**** Source material

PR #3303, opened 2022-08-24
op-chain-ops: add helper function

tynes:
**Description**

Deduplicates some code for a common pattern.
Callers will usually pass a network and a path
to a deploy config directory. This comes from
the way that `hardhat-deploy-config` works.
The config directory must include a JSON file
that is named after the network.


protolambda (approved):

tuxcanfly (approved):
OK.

********
**** Source material

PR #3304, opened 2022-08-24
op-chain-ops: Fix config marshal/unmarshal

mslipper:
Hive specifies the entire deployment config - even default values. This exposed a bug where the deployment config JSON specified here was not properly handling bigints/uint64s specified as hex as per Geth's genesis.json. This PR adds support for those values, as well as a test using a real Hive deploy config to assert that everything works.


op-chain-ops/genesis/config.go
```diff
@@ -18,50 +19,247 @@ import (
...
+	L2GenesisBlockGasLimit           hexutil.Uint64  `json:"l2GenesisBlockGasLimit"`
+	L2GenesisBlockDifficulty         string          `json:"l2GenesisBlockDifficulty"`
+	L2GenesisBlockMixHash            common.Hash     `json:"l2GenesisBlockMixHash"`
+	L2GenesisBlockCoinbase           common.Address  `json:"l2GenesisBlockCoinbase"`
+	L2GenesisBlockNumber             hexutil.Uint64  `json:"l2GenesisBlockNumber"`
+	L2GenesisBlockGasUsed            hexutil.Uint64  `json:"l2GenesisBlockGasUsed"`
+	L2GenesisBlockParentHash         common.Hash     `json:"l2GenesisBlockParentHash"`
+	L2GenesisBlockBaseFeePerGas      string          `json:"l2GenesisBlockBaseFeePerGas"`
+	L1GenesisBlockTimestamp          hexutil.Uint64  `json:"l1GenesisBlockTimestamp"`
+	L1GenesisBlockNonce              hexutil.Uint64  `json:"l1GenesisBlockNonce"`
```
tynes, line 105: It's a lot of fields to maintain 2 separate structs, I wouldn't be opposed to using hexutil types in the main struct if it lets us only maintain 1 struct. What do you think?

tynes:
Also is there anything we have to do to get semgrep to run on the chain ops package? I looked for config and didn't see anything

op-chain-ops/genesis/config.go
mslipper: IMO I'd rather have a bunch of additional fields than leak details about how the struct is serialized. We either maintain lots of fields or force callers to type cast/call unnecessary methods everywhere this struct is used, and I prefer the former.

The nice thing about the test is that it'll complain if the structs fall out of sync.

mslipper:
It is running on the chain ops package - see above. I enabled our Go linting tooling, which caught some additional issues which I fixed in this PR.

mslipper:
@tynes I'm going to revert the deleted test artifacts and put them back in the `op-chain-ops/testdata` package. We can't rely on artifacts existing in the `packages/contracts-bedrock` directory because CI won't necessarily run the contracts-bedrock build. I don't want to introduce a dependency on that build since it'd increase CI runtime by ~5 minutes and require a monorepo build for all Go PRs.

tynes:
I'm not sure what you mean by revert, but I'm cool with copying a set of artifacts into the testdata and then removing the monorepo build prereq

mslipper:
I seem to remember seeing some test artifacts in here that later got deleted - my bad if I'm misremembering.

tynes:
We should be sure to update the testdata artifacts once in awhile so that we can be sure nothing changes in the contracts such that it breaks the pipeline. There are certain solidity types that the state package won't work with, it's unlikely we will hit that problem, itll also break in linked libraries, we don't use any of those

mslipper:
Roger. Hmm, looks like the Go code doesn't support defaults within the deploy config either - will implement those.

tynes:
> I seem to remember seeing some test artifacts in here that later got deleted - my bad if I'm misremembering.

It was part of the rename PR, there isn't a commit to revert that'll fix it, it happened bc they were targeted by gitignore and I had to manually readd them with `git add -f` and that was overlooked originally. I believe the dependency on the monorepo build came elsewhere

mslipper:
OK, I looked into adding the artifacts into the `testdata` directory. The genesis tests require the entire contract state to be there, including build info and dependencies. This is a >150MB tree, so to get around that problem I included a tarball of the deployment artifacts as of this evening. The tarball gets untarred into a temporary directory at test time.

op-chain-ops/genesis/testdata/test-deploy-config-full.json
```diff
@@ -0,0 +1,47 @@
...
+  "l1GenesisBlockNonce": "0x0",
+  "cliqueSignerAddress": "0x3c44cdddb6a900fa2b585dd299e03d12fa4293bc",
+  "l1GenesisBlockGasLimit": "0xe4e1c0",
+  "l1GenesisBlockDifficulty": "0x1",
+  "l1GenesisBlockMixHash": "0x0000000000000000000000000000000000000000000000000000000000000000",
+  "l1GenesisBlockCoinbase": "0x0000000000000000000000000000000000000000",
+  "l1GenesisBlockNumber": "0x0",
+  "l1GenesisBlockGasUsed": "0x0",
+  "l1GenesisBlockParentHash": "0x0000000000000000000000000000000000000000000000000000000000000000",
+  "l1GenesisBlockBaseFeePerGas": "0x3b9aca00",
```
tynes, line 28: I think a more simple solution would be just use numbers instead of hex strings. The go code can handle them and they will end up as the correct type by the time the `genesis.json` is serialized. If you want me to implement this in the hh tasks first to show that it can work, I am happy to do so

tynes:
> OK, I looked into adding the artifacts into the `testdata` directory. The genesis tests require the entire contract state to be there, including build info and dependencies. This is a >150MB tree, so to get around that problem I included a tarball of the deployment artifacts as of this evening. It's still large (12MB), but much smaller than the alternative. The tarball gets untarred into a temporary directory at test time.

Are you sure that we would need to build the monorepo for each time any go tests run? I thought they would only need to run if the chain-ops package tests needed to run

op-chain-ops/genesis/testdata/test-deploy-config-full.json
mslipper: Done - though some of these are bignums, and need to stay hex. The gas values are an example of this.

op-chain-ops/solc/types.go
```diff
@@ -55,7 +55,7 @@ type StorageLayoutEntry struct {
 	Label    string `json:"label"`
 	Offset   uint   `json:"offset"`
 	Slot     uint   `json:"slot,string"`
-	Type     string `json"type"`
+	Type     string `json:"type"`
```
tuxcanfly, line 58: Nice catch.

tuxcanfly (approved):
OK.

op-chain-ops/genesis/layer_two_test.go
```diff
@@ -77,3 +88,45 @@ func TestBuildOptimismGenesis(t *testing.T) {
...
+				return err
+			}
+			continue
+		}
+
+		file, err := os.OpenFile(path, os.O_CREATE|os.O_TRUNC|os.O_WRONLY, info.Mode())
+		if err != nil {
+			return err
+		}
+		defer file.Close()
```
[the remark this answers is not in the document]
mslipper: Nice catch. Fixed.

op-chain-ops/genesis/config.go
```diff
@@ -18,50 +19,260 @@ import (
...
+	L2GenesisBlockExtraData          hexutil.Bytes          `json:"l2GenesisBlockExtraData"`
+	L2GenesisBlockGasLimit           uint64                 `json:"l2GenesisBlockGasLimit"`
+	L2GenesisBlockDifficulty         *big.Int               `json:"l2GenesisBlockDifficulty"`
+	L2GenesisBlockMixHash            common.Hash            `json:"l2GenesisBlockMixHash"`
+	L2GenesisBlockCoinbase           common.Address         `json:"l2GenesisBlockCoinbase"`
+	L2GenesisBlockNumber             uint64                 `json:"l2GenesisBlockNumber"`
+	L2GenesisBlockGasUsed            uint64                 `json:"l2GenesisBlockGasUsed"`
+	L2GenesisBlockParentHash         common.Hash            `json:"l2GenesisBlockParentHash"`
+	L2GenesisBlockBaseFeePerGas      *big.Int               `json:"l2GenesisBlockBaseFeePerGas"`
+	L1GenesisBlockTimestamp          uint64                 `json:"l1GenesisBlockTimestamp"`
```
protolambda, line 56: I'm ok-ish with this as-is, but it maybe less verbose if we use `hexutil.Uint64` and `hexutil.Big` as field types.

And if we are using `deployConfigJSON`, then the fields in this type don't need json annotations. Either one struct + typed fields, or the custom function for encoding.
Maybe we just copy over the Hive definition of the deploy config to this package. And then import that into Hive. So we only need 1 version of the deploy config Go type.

********

## Problem requirements
Look over the records above, and wherever a line contains the string "network", copy that line.

## Finished task
Callers will usually pass a network and a path
that is named after the network.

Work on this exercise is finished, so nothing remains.